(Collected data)
PR #263, opened 2018-02-14
Ready use for google maps

### LINKED ISSUE #258: Google map doesn't work
Can you please help me with that? I was not able to make it work even though it should be only about adding one key into `AndroidManifest.xml`...

tbergq:
closes #258

### DIFF
--- a/android/build.gradle
+++ b/android/build.gradle
@@ -2,10 +2,13 @@
 
 buildscript {
     repositories {
+        // this line will fix Could not find com.android.tools.build:gradle:3.0.1
+        // https://stackoverflow.com/questions/47446681/react-native-run-android-could-not-find-com-android-tools-buildgradle3-0-1#answer-47456492
+        google()
         jcenter()
     }
     dependencies {
-        classpath 'com.android.tools.build:gradle:2.2.3'
+        classpath 'com.android.tools.build:gradle:3.0.1'
 
         // NOTE: Do not place your application dependencies here; they belong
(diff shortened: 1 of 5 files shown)


tbergq:
You need to use an Emulator with API version 24

mrtnzlml:
@tbergq Always exactly 24? This should be in the docs. What about the `yarn android`?

android/.project
```diff
@@ -0,0 +1,17 @@
+<?xml version="1.0" encoding="UTF-8"?>
```
mrtnzlml: What are these files?!

android/build.gradle
```diff
@@ -2,10 +2,11 @@
 
 buildscript {
     repositories {
+        google()// this is the magic line which fixes build failure on yarn android
```
mrtnzlml: Can you please add a better explanation? I don't like the fact that we have to use magic here but we don't know what it actually means.

tbergq:
I have misread the documentation. It says `The Google Play images are available starting with Android Nougat (API 24)` . So there can be newest API Version. The emulator image though needs to support google play

skjermbilde 2018-02-14 kl 14 02 26

I will add this information to the readme

android/.project
tbergq: I checked with our android guy, and it seems this should be in the `.gitignore` file. I will add it.

mrtnzlml:
This is not fix at all. I managed to make it work even without this fix... 🙄

PR #275, opened 2018-02-20
Make large photo show on android, fix top position for iphoneX

### LINKED ISSUE #269: Large hotel photos are not displaying on Android
But only sometimes - see: https://github.com/leecade/react-native-swiper/issues/227

tbergq:
closes #269

### DIFF
--- a/app/hotels/src/gallery/PhotosStripe.js
+++ b/app/hotels/src/gallery/PhotosStripe.js
@@ -1,7 +1,7 @@
 // @flow
 
 import * as React from 'react';
-import { StyleSheet, View } from 'react-native';
+import { StyleSheet, View, Platform } from 'react-native';
 import Swiper from 'react-native-swiper';
 import { NetworkImage } from '@kiwicom/react-native-app-shared';
 
@@ -14,7 +14,25 @@ type Props = {|
   onClose: () => void,
 |};
 
-export default class PhotosStripe extends React.Component<Props> {
+type State = {|
+  key: number,
+|};
+
+/* 
+  Need to trigger a re-render on android to show photo
+  https://github.com/leecade/react-native-swiper/issues/227
+*/
+export default class PhotosStripe extends React.Component<Props, State> {
+  state = {
+    key: Math.random(),
+  };
+
+  componentDidMount = () => {
+    if (Platform.OS === 'android') {
+      setTimeout(() => this.setState({ key: Math.random() }));
+    }
+  };
+
   renderPagination = (index: number, total: number) => {
     return (
       <View style={{ position: 'absolute', top: 20, width: '100%' }}>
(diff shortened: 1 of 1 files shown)


app/hotels/src/gallery/PhotosStripe.js
```diff
@@ -14,10 +14,28 @@ type Props = {|
...
+  https://github.com/leecade/react-native-swiper/issues/227
+*/
+export default class PhotosStripe extends React.Component<Props, State> {
+  state = {
+    key: Math.random(),
+  };
+
+  componentDidMount = () => {
+    if (Platform.OS === 'android') {
+      setTimeout(() => this.setState({ key: Math.random() }), 200);
```
mrtnzlml: @tbergq Is this solution sufficient? Do you know why 200 and not something else?

tbergq: I have tested it, and the photo always shows. I guess the main idea here is to trigger re-render. Could be that some other value lower than 200ms also will do the trick. 

Do you want me to investigate that further?

mrtnzlml: Yes please, give it few more minutes to understand this. For example - does it work when the image is not in the cache (i.e. we need to wait longer for the download)? Does it matter?

tbergq: removing the setState call from timeout makes the opening of the modal laggy. Having it in a timeout without any delay (making it execute async) prevents the laggy behaviour and renders the image.

app/hotels/src/gallery/PhotosStripe.js
```diff
@@ -14,10 +14,28 @@ type Props = {|
...
+  componentDidMount = () => {
+    if (Platform.OS === 'android') {
+      setTimeout(() => this.setState({ key: Math.random() }));
+    }
+  };
+
   renderPagination = (index: number, total: number) => {
     return (
-      <View style={{ position: 'absolute', top: 20, width: '100%' }}>
+      <View style={{ position: 'absolute', top: 40, width: '100%' }}>
```
mrtnzlml: Is this good solution? This is why I suggested `SafeAreaView` because now it looks really weird on normal devices... 🙂

mrtnzlml:
Also, I added this style as a first attempt to solve it but it's probably not needed now:

```diff
networkImage: {
  flex: 1,
- width: '100%',
- height: '100%',
},
```

app/hotels/src/gallery/PhotosStripe.js
tbergq: Ok, I can see if we can make it work with SafeAreaView, I will remove it from this PR.
SafeAreaView will not work with `position: 'absolute'`

mrtnzlml: Leave it if not possible - it's just that the behavior is much more sophisticated... :)

tbergq: Yeah, I will leave it out of this PR, and make a new one for the Header on iphone X

mrtnzlml:
Integrated, thanks.

PR #286, opened 2018-02-21
Device store dimensions from rootview

### LINKED ISSUE #278: Split view doesn't work with correct dimensions
See: https://slack-files.com/T024Z3H2Y-F93TJECJX-c73e2d3cd4 (it should be responsive - change to mobile view). I tried to investigate a little bit few weeks ago but it seems like it's broken in RN: https://github.com/facebook/react-native/issues/16152

tbergq:
closes #278

### DIFF
--- a/app/shared/src/Device.js
+++ b/app/shared/src/Device.js
@@ -2,30 +2,43 @@
 
 import { Dimensions, Platform } from 'react-native';
 
-function renewDimensions() {
-  try {
-    return Dimensions.get('screen');
-  } catch (error) {
-    // screen is not available in the 'test' environment
-    return { width: 0, height: 0 };
-  }
-}
+type ScreenDimensions = {
+  width: number,
+  height: number,
+};
 
 export default {
+  dimensions: {
+    width: 0,
+    height: 0,
+  },
+  renewDimensions() {
+    try {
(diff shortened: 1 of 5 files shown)


app/shared/src/Device.js
```diff
@@ -2,39 +2,55 @@
...
   },
   isLandscape() {
-    const { height, width } = renewDimensions();
+    const { height, width } = this.renewDimensions();
     return width >= height;
   },
   isTablet() {
-    if (Platform.OS === 'ios' && Platform.isPad) {
-      return true;
-    }
```
mrtnzlml: Why did you remove this condition? Maybe we should refactor it a little bit more - tablet is still tablet even though it's in the multitasking mode and it's a mistake we are adjusting the design based this I think.

tbergq: Maybe, now isTable is used to decide if we should show map with hotel list, render map view icon in header etc. Maybe we should add another method to decide if we should show map with hotel list?

mrtnzlml: The logic of showing the icon is wrong. It doesn't depend on the tablet/phone but on the available width. Let me think about it for a while. I am not very happy with this implementation yet... 🙂

PR #288, opened 2018-02-22
Script for publish workspaces

tbergq:


mrtnzlml:
I think you should revert back all this:

```diff
- "version": "0.0.2",
+ "version": "0.0.0",
- "private": false,
+ "private": true,
```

Exercise objective. Reproduce the lines above. Leave each one as it is.

Result of the task.
PR #263, opened 2018-02-14
Ready use for google maps

### LINKED ISSUE #258: Google map doesn't work
Can you please help me with that? I was not able to make it work even though it should be only about adding one key into `AndroidManifest.xml`...

tbergq:
closes #258

### DIFF
--- a/android/build.gradle
+++ b/android/build.gradle
@@ -2,10 +2,13 @@
 
 buildscript {
     repositories {
+        // this line will fix Could not find com.android.tools.build:gradle:3.0.1
+        // https://stackoverflow.com/questions/47446681/react-native-run-android-could-not-find-com-android-tools-buildgradle3-0-1#answer-47456492
+        google()
         jcenter()
     }
     dependencies {
-        classpath 'com.android.tools.build:gradle:2.2.3'
+        classpath 'com.android.tools.build:gradle:3.0.1'
 
         // NOTE: Do not place your application dependencies here; they belong
(diff shortened: 1 of 5 files shown)


tbergq:
You need to use an Emulator with API version 24

mrtnzlml:
@tbergq Always exactly 24? This should be in the docs. What about the `yarn android`?

android/.project
```diff
@@ -0,0 +1,17 @@
+<?xml version="1.0" encoding="UTF-8"?>
```
mrtnzlml: What are these files?!

android/build.gradle
```diff
@@ -2,10 +2,11 @@
 
 buildscript {
     repositories {
+        google()// this is the magic line which fixes build failure on yarn android
```
mrtnzlml: Can you please add a better explanation? I don't like the fact that we have to use magic here but we don't know what it actually means.

tbergq:
I have misread the documentation. It says `The Google Play images are available starting with Android Nougat (API 24)` . So there can be newest API Version. The emulator image though needs to support google play

skjermbilde 2018-02-14 kl 14 02 26

I will add this information to the readme

android/.project
tbergq: I checked with our android guy, and it seems this should be in the `.gitignore` file. I will add it.

mrtnzlml:
This is not fix at all. I managed to make it work even without this fix... 🙄

PR #275, opened 2018-02-20
Make large photo show on android, fix top position for iphoneX

### LINKED ISSUE #269: Large hotel photos are not displaying on Android
But only sometimes - see: https://github.com/leecade/react-native-swiper/issues/227

tbergq:
closes #269

### DIFF
--- a/app/hotels/src/gallery/PhotosStripe.js
+++ b/app/hotels/src/gallery/PhotosStripe.js
@@ -1,7 +1,7 @@
 // @flow
 
 import * as React from 'react';
-import { StyleSheet, View } from 'react-native';
+import { StyleSheet, View, Platform } from 'react-native';
 import Swiper from 'react-native-swiper';
 import { NetworkImage } from '@kiwicom/react-native-app-shared';
 
@@ -14,7 +14,25 @@ type Props = {|
   onClose: () => void,
 |};
 
-export default class PhotosStripe extends React.Component<Props> {
+type State = {|
+  key: number,
+|};
+
+/* 
+  Need to trigger a re-render on android to show photo
+  https://github.com/leecade/react-native-swiper/issues/227
+*/
+export default class PhotosStripe extends React.Component<Props, State> {
+  state = {
+    key: Math.random(),
+  };
+
+  componentDidMount = () => {
+    if (Platform.OS === 'android') {
+      setTimeout(() => this.setState({ key: Math.random() }));
+    }
+  };
+
   renderPagination = (index: number, total: number) => {
     return (
       <View style={{ position: 'absolute', top: 20, width: '100%' }}>
(diff shortened: 1 of 1 files shown)


app/hotels/src/gallery/PhotosStripe.js
```diff
@@ -14,10 +14,28 @@ type Props = {|
...
+  https://github.com/leecade/react-native-swiper/issues/227
+*/
+export default class PhotosStripe extends React.Component<Props, State> {
+  state = {
+    key: Math.random(),
+  };
+
+  componentDidMount = () => {
+    if (Platform.OS === 'android') {
+      setTimeout(() => this.setState({ key: Math.random() }), 200);
```
mrtnzlml: @tbergq Is this solution sufficient? Do you know why 200 and not something else?

tbergq: I have tested it, and the photo always shows. I guess the main idea here is to trigger re-render. Could be that some other value lower than 200ms also will do the trick. 

Do you want me to investigate that further?

mrtnzlml: Yes please, give it few more minutes to understand this. For example - does it work when the image is not in the cache (i.e. we need to wait longer for the download)? Does it matter?

tbergq: removing the setState call from timeout makes the opening of the modal laggy. Having it in a timeout without any delay (making it execute async) prevents the laggy behaviour and renders the image.

app/hotels/src/gallery/PhotosStripe.js
```diff
@@ -14,10 +14,28 @@ type Props = {|
...
+  componentDidMount = () => {
+    if (Platform.OS === 'android') {
+      setTimeout(() => this.setState({ key: Math.random() }));
+    }
+  };
+
   renderPagination = (index: number, total: number) => {
     return (
-      <View style={{ position: 'absolute', top: 20, width: '100%' }}>
+      <View style={{ position: 'absolute', top: 40, width: '100%' }}>
```
mrtnzlml: Is this good solution? This is why I suggested `SafeAreaView` because now it looks really weird on normal devices... 🙂

mrtnzlml:
Also, I added this style as a first attempt to solve it but it's probably not needed now:

```diff
networkImage: {
  flex: 1,
- width: '100%',
- height: '100%',
},
```

app/hotels/src/gallery/PhotosStripe.js
tbergq: Ok, I can see if we can make it work with SafeAreaView, I will remove it from this PR.
SafeAreaView will not work with `position: 'absolute'`

mrtnzlml: Leave it if not possible - it's just that the behavior is much more sophisticated... :)

tbergq: Yeah, I will leave it out of this PR, and make a new one for the Header on iphone X

mrtnzlml:
Integrated, thanks.

PR #286, opened 2018-02-21
Device store dimensions from rootview

### LINKED ISSUE #278: Split view doesn't work with correct dimensions
See: https://slack-files.com/T024Z3H2Y-F93TJECJX-c73e2d3cd4 (it should be responsive - change to mobile view). I tried to investigate a little bit few weeks ago but it seems like it's broken in RN: https://github.com/facebook/react-native/issues/16152

tbergq:
closes #278

### DIFF
--- a/app/shared/src/Device.js
+++ b/app/shared/src/Device.js
@@ -2,30 +2,43 @@
 
 import { Dimensions, Platform } from 'react-native';
 
-function renewDimensions() {
-  try {
-    return Dimensions.get('screen');
-  } catch (error) {
-    // screen is not available in the 'test' environment
-    return { width: 0, height: 0 };
-  }
-}
+type ScreenDimensions = {
+  width: number,
+  height: number,
+};
 
 export default {
+  dimensions: {
+    width: 0,
+    height: 0,
+  },
+  renewDimensions() {
+    try {
(diff shortened: 1 of 5 files shown)


app/shared/src/Device.js
```diff
@@ -2,39 +2,55 @@
...
   },
   isLandscape() {
-    const { height, width } = renewDimensions();
+    const { height, width } = this.renewDimensions();
     return width >= height;
   },
   isTablet() {
-    if (Platform.OS === 'ios' && Platform.isPad) {
-      return true;
-    }
```
mrtnzlml: Why did you remove this condition? Maybe we should refactor it a little bit more - tablet is still tablet even though it's in the multitasking mode and it's a mistake we are adjusting the design based this I think.

tbergq: Maybe, now isTable is used to decide if we should show map with hotel list, render map view icon in header etc. Maybe we should add another method to decide if we should show map with hotel list?

mrtnzlml: The logic of showing the icon is wrong. It doesn't depend on the tablet/phone but on the available width. Let me think about it for a while. I am not very happy with this implementation yet... 🙂

PR #288, opened 2018-02-22
Script for publish workspaces

tbergq:


mrtnzlml:
I think you should revert back all this:

```diff
- "version": "0.0.2",
+ "version": "0.0.0",
- "private": false,
+ "private": true,
```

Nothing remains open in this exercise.